CLOSED              ──[health degrades]──▶  OPEN
  │                                          │
  │                                  [cooldown]
  │                                          ▼
  │                                  PARTIAL-OPEN
  │                                  (trickle starts)
  │                                          │
  │                                  [sustained health]
  │                                          ▼
  │                                  PARTIAL-OPEN
  │                                  (trickle expands)
  │                                          │
  │                                  [sustained health]
  │                                          ▼
  └──────[fully recovered]───────── CLOSED

The dynamic expansion of the trickle distinguishes the pattern from classical HALF-OPEN, which has a single probe rather than a ramp.

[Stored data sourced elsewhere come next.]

PR #3154, opened 2026-08-08
diag: temporary CTL-1502 forward-restart CI probe (not for merge)

thagale:
Temporary diagnostic to capture the actual forward-restart hot-swap failure detail from CI. Will be closed without merging.


thagale:
Diagnostic complete — confirmed this is a test-side observer lag, not a production stop-sequence defect. Real fix follows in a separate PR.

PR #3163, opened 2026-08-08
fix(dev): CAT-23 keep dispatch ownership on live roster during outages

thagale:
8fe9a144 fix(dev): keep dispatch ownership on live roster during outages

Refs: CAT-23


ryanrozich:
Closing after verification against current main (2026-08-21 full-backlog sweep, Ryan-directed): main's CTL-1091 (resolveDispatchRoster + rate-limited outage WARN, scheduler.mjs) landed 2026-07-21, predating this PR, with the observability fix for the silent-degrade complaint. The problem this PR targets is covered — reopen with evidence if you believe the covering implementation misses your case.

PR #3167, opened 2026-08-09
fix(dev): CAT-53 detect never-adopted replica writer

thagale:
48658bfa fix(dev): detect never-adopted replica writer
6f01c12b fix(dev): read cache reconcile settings from config
8f804809 fix(dev): gate board health on ingress freshness
5c4b275d fix(dev): fail loudly on stack component startup
1a53ac4d fix(dev): reap orphaned monitor port holders

Refs: CAT-53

Composition with neighbouring concepts¶

Concept	Relationship
patterns/circuit-breaker (classical)	Direct refinement: adds the partial-open ramp state.
concepts/thundering-herd	The failure mode the partial-open ramp specifically prevents at recovery time.
concepts/cascading-failure	Sibling concern: gradual ramp prevents the recovering endpoint from re-cascading.
concepts/multi-cloud-llm-serving	The architectural posture the breaker operates inside.
concepts/api-normalization-multi-cloud-llm	The breaker requires unified error / health signals across providers, which the normalisation layer provides.
concepts/concentration-risk-single-cloud-llm	The risk the breaker mitigates by routing across providers.
HAProxy / NGINX active health check	Sibling primitive at the load-balancer altitude. The breaker operates one altitude up — at the cross-provider routing layer — but follows the same general shape.

What the breaker does NOT do¶

Fix the underlying degradation — the breaker reduces customer-visible damage during degradation but doesn't diagnose or repair the cause.
Provide global capacity — if all endpoints are degraded, the breaker has nowhere to route to. Slack's model fallback hierarchy composes the breaker with multiple designated backup models per feature.
Replace per-request retry / backoff — the breaker operates at endpoint granularity; per-request resilience remains the responsibility of retry logic.

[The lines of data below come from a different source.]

PR #3171, opened 2026-08-09
fix(dev): trust the Tailscale MagicDNS name in the monitor's reply-origin allowlist

thagale:
## Summary
- Every reply POST in the orch-monitor UI 403s with "cross-origin reply rejected" on every host in a Tailscale-accessed fleet, identically.
- Root cause: `buildTrustedOrigins()` derives "own names" from `os.hostname()` and the macOS Bonjour name, but never the Tailscale MagicDNS name (`<host>.<tailnet>.ts.net`) — which is how operators actually browse a Tailscale-fronted fleet.
- Fix mirrors the existing `bonjourName()` pattern: best-effort, memoized shell-out to read `Self.DNSName` from `tailscale status --json`, trusted on the bound port, gated to a wildcard bind like every other own-name source.

## Test plan
- [x] New unit tests for `tailscaleMagicDnsName()` + `buildTrustedOrigins()` injection seam (5 new tests, 74/74 pass)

Open questions (from Slack's disclosure)¶

Specific TTFT / p90 / 5xx-rate thresholds that trip the breaker — not disclosed.
Cooldown duration before partial-open begins — not disclosed.
Trickle ramp rate — linear, exponential, custom curve? Not disclosed.
What "sustained health" means quantitatively — duration
below-threshold continuity required for ramp expansion.
Per-endpoint vs per-feature granularity — does the breaker decision apply per-endpoint or per-feature × endpoint?

Seen in¶

sources/2026-05-28-slack-slack-ai-the-path-to-multi-cloud — canonical wiki disclosure of the automated circuit breaker with partial-open recovery state as one of five subsystems inside Slack's Intelligent Routing Layer. Verbatim TTFT + p90 + 5xx triggers + partial-open trickle + dynamic expansion + sustained-health-driven ramp-back framing.